Alright – so today we’ve got the honor of introducing you to Kirk Nilsen. We think you’ll enjoy our conversation, we’ve shared it below.
Kirk, looking forward to hearing all of your stories today. Has your work ever been misunderstood or mischaracterized?
Interesting thought. So this is quite common, and over the years interviews I have done whether on TV, in magazines, or podcasts – have two consistent flaws likely due to those speaking with me not having any formal study on art, culture or theology. Clients have done this as well.
One main misconception that has happened, especially early on in my career; was being mischaracterized as a Buddhist spiritual artist. I was in fact once quoted as being a sacred “hindi” artist with deep ties to eastern spirituality.

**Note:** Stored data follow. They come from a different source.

PR #2356, opened 2026-05-26
fix(cli): promote global scope query params

### LINKED ISSUE #1846: generator + spec-parser: spec staleness probe + PP-required tenant-filter pattern (per-tenant SaaS APIs)
## Summary

Two related findings from the CIPP CLI v2 reprint dogfood that share a root cause — the generator has no visibility into how the live API actually behaves at request time, only what the spec claims:

1. **Spec staleness drift goes undetected at generate-time.** CIPP-API has migrated from per-endpoint Azure Functions to a unified `ListGraphRequest` proxy. The OpenAPI spec the CLI is generated from still describes the older surface, so 14/83 endpoints (17%) are 404/deprecated/5xx/timeout on live CIPP. The CLI is correctly built from the spec but ships with a known-broken surface and no warning.

2. **PP-required tenant filter pattern not detected.** CIPP uses a global `TenantFilter` query parameter on 58/83 endpoints. The HTTP-level spec marks it optional, but the Printing Press has a hard requirement: bare multi-tenant queries blow past the 1MB MCP tool result limit on tenants with many users/mailboxes/devices, so every agent invocation MUST scope to one tenant. The spec doesn't express this; the generator has no way to know.

## What we observed

Dogfood persistently reported 39/332 failures across two full live-API runs. The same number recurred regardless of auth patches, base_url corrections, or env-var setup. The user pushed back and asked whether there was a fundamental misunderstanding of the API. Reframe: there were two.

**Finding 1 evidence** — probed all 83 spec endpoints against `cipptipwb.azurewebsites.net/api` with a valid bearer token and `TenantFilter=AllTenants`:

```
Probing 83 endpoints...
  data: 28          (returns real data)
  tiny: 40          (returns [] or {})
  5xx: 4            (ExecBECCheck, ListMailboxMobileDevices, ListSignIns, ListUserPhoto)
  timeout: 4        (ListInactiveAccounts, ListIntunePolicy, ListMFAUsers, ListSpamfilter)
  404: 3            (ListMFAUsersAllTenants, ListMailboxStatistics, ListPhishPolicies)
  400: 2            (ListExternalTenantInfo, ListSites)
  http-403: 1
  deprecated: 1     (ListUsers — explicitly says "use ListGraphRequest")
```

The `ListUsers` deprecated response is the smoking gun:

```json
[{"Message": "This function has been deprecated for all users, please use ListGraphRequest instead"}]
```

This is the same shape any API undergoing endpoint consolidation will produce. Stripe deprecations, Twilio v2 migrations, Notion API v3 — common pattern.

**Finding 2 evidence** — the user's reframe was decisive:

> "If the tools work with the tenant filter we need to ENFORCE the tenant filter for every tool call so that claude knows how to work with it. ... Our workflows will almost never be 'alltenant' work queries, but will always be tenant specific."

Re-probing the same endpoints with `TenantFilter=<specific-tenant-guid>` instead of `AllTenants` shifted the breakage profile substantially: timeouts disappeared, the "deprecated" ListUsers returned data, several "broken" endpoints worked. The spec described AllTenants as one valid value; the Printing Press needed it to be the exceptional case, not the default.

## Root cause

The generator's contract with reality is mediated entirely by the spec. When the spec is wrong about endpoint health (Finding 1) or about which params are *operationally* required even if HTTP-optional (Finding 2), the generator has no signal.

**Finding 1**: No live-endpoint validation step exists at generate-time. The generator emits endpoint commands from the spec without confirming the endpoints respond.

**Finding 2**: The spec-parser doesn't detect cross-endpoint query-param frequency. A param that appears on 70%+ of endpoints with the same name is signal that it's a global tenant/account/workspace scoping parameter that the operator needs to set once and have applied everywhere. The current generator treats each per-endpoint declaration in isolation.

## Cross-API check

**Finding 1 — spec staleness drift:**
- CIPP-API (verified): KelvinTegelaar/CIPP-API is moving to ListGraphRequest; spec describes older per-endpoint surface
- Stripe: deprecations move quickly; v2 endpoints replace v1
- Notion: API v3 surface differs significantly from v2 spec authoring
- Twilio: per-product API migrations (Conversations → Messaging, Programmable SMS → Messaging Service)

Any API with active deprecation will produce this drift. Frequency: any spec-based CLI generated from a vendor spec that pre-dates the live API. Probably most non-trivial APIs over time.

**Finding 2 — PP-required global scope param:**
- CIPP (verified): `TenantFilter` on 58/83 = 70% of endpoints
- Auth0 Management API: `tenant_id` on most endpoints
- AWS APIs: `Region` as a global scope param
- Stripe Connect: `Stripe-Account` header on most endpoints
- Microsoft Graph: `$select` / `$filter` aren't quite the same shape but `consistencyLevel` header has the global-param feel
- Any multi-tenant SaaS API: tenant identifier appears on most endpoints

Frequency: any per-tenant SaaS API. Probably 20%+ of catalog entries.

## Durable fix

**Finding 1 — spec staleness probe at generate-time:**

Add a `cli-printing-press probe-spec` subcommand (or fold into the existing reachability gate) that:
1. Reads a sample (say 5–10 random) endpoints from the resolved spec.
2. Hits each with the operator's bearer token + minimum required params (or with `TenantFilter=AllTenants` for CIPP-style, or with `--probe-fixtures path/to/fixtures.json` for custom).
3. Classifies each response: 200-data / 200-empty / 200-deprecated / 4xx / 5xx / timeout.
4. Reports a drift score: `<N>/<sample> endpoints respond differently than the spec describes`.
5. If drift > threshold (e.g., 25%), emit a warning at generate-time (or hard-fail with `--strict-spec-freshness`).
6. Optionally write `Known Gaps: <list>` into the generated README's `## Known Gaps` block based on drift findings.

This is similar in spirit to `Phase 1.9 Reachability Gate` but checks endpoint-level health, not just base-URL reachability.

**Finding 2 — global tenant-filter pattern detection in spec-parser:**

In `internal/openapi/parser.go` (or wherever the parser walks param declarations), add a cross-endpoint pass:
1. For each query parameter name `N`, count how many endpoints declare it.
2. When `N` appears on ≥50% (configurable threshold) of endpoints with the same case-insensitive name, mark it as a `global_scope_param`.
3. The generator emits this param:
   - As `required: true` on every per-endpoint flag (regardless of HTTP-level required)
   - With an env-var default: `<API>_<PARAM_UPPER>` (e.g., `CIPP_TENANT_FILTER` or `CIPP_TENANT`)
   - At the root persistent-flag level too, so the operator sees it as a top-level concept in `--help`
4. Surface this decision in the generated README's auth/usage section so the operator understands the enforcement.

CIPP's `TenantFilter` would be auto-detected. AWS APIs' `Region` would be auto-detected. Stripe Connect's `Stripe-Account` header would be auto-detected (extend the heuristic to headers when prevalence is high).

## Acceptance criteria

**Finding 1:**
- **Positive test**: generate a CLI from a spec describing 50 endpoints; 40 of those endpoints respond 200, 10 return 404 on the live API. The generate output includes a `Known Gaps` block listing the 10 dead endpoints in the README, and the shipcheck report has a `spec_freshness` field with the drift score.
- **Negative test**: generate from a fresh-vs-live-aligned spec (e.g., catalog entry that ships its own probe fixtures). No `Known Gaps` block emitted; drift score = 0.

**Finding 2:**
- **Positive test**: generate a CLI from a CIPP-shaped spec where `TenantFilter` appears on >50% of endpoints. The emitted commands have `--tenant-filter` marked required; CIPP_TENANT_FILTER (or CIPP_TENANT) env var is documented; bare `<cli> list-users` returns Cobra's native required-flag error.
- **Negative test**: generate from a spec where a query param appears on only 1 endpoint. No required-promotion, no env-var binding. Single-endpoint params stay as-emitted.

## Related issues

- #1158 — Generated config.go AuthHeader() (auth template area, different bug)
- #1383 — openapi-parser: relative-only servers URL (parser-level spec handling, different specific gap)
- #1408 — generator + spec-parser: per-endpoint requires_role declaration (similar shape: cross-endpoint annotation that should drive emit)
- #1435 — openapi-parser: prefer API canonical env-var (related env-var binding concern)
- #1652 — generator: mutation commands should auto write-back response to local store (different but related: generator-level workflow knowledge)

## Source

Retro doc: see `manuscripts/cipp/20260522-082135/proofs/20260522-102445-retro-cipp-pp-cli.md` in user's local printing-press install (5th finding, filed after re-probing the CIPP endpoint surface revealed the persistent dogfood-failure floor was structural, not a CLI bug).

User insight that surfaced Finding 2 verbatim:

> "If the tools work with the tenant filter we need to ENFORCE the tenant filter for every tool call so that claude knows how to work with it. Our workflows will almost never be 'alltenant' work queries, but will always be tenant specific."

This run's hand-applied workaround (sets the floor for what the durable fix should look like):
1. Modified spec to mark every `TenantFilter` parameter `required: true` (58 of them), regenerated. Cobra now rejects bare commands with "required flag tenant-filter not set" — Layer 1 enforcement.
2. Hand-wrote `internal/cli/cipp_root.go` that walks subcommands at wire time and pre-populates `--tenant-filter` from the `CIPP_TENANT` env var — Layer 2 default propagation.
3. Documented the 14 broken endpoints in README's `## Known Gaps`.

All three workarounds are CIPP-specific. The durable fixes above generalize them.

🤖 Filed via /printing-press-retro (5th finding, follow-up to the original 4)

tmchow:
## Summary

Promotes high-prevalence tenant/workspace/account-style query parameters into required, env-backed flags instead of filtering them out as generic globals. Printed CLIs now preserve CIPP-style `TenantFilter` as a command flag, default it from `CIPP_TENANT_FILTER`, and keep rejecting unscoped calls when neither the flag nor env var is present.

The existing noisy-global filter still drops non-scope parameters such as ubiquitous `limit` values, so broad optional pagination knobs do not become required.

Closes #1846

## Verification

- `go test ./internal/openapi -run 'TestPromoteGlobalScopeQueryParams' -count=1`
- `go test ./internal/generator -run 'TestGenerateGlobalScopeParamUsesEnvDefault' -count=1`
- `go test ./...`
- `go fmt ./...`
- `golangci-lint run ./...`
- `scripts/golden.sh verify`


tmchow:
@greptileai review

tmchow:
@greptileai review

This had originally caught on due to the fact that when I was first becoming known as an artist, I was designing many circular motifs made of filigree – Romanesque styled artwork, frames and patterns. These were mistaken as Indian styled mandalas, as yoga seemed to be catching on at the time. I think many clients were mistaking this for the patterns they saw in their yoga classes. I began to receive many requests for this art. As a tattoo artist, you obviously would love to be an artist – one who creates and expresses his own visions. But that is reserved for canvas, and those who are major fans of you as an artist. As a tattooer by profession, you give the client what they ask for. My portfolio started to have scattered tattoos that I created from my own imagination, then mixed throughout were original designs based on client requests – which became increasingly more eastern.
Later, as I decided to slowly erase the traditional mandalas, and only post images online of the designs I want to be known for as an artist, which were more European based architectural forms, motifs, filigree, and other gothic, baroque, renaissance and medieval imagery and pattern work, it finally came to the second misconception.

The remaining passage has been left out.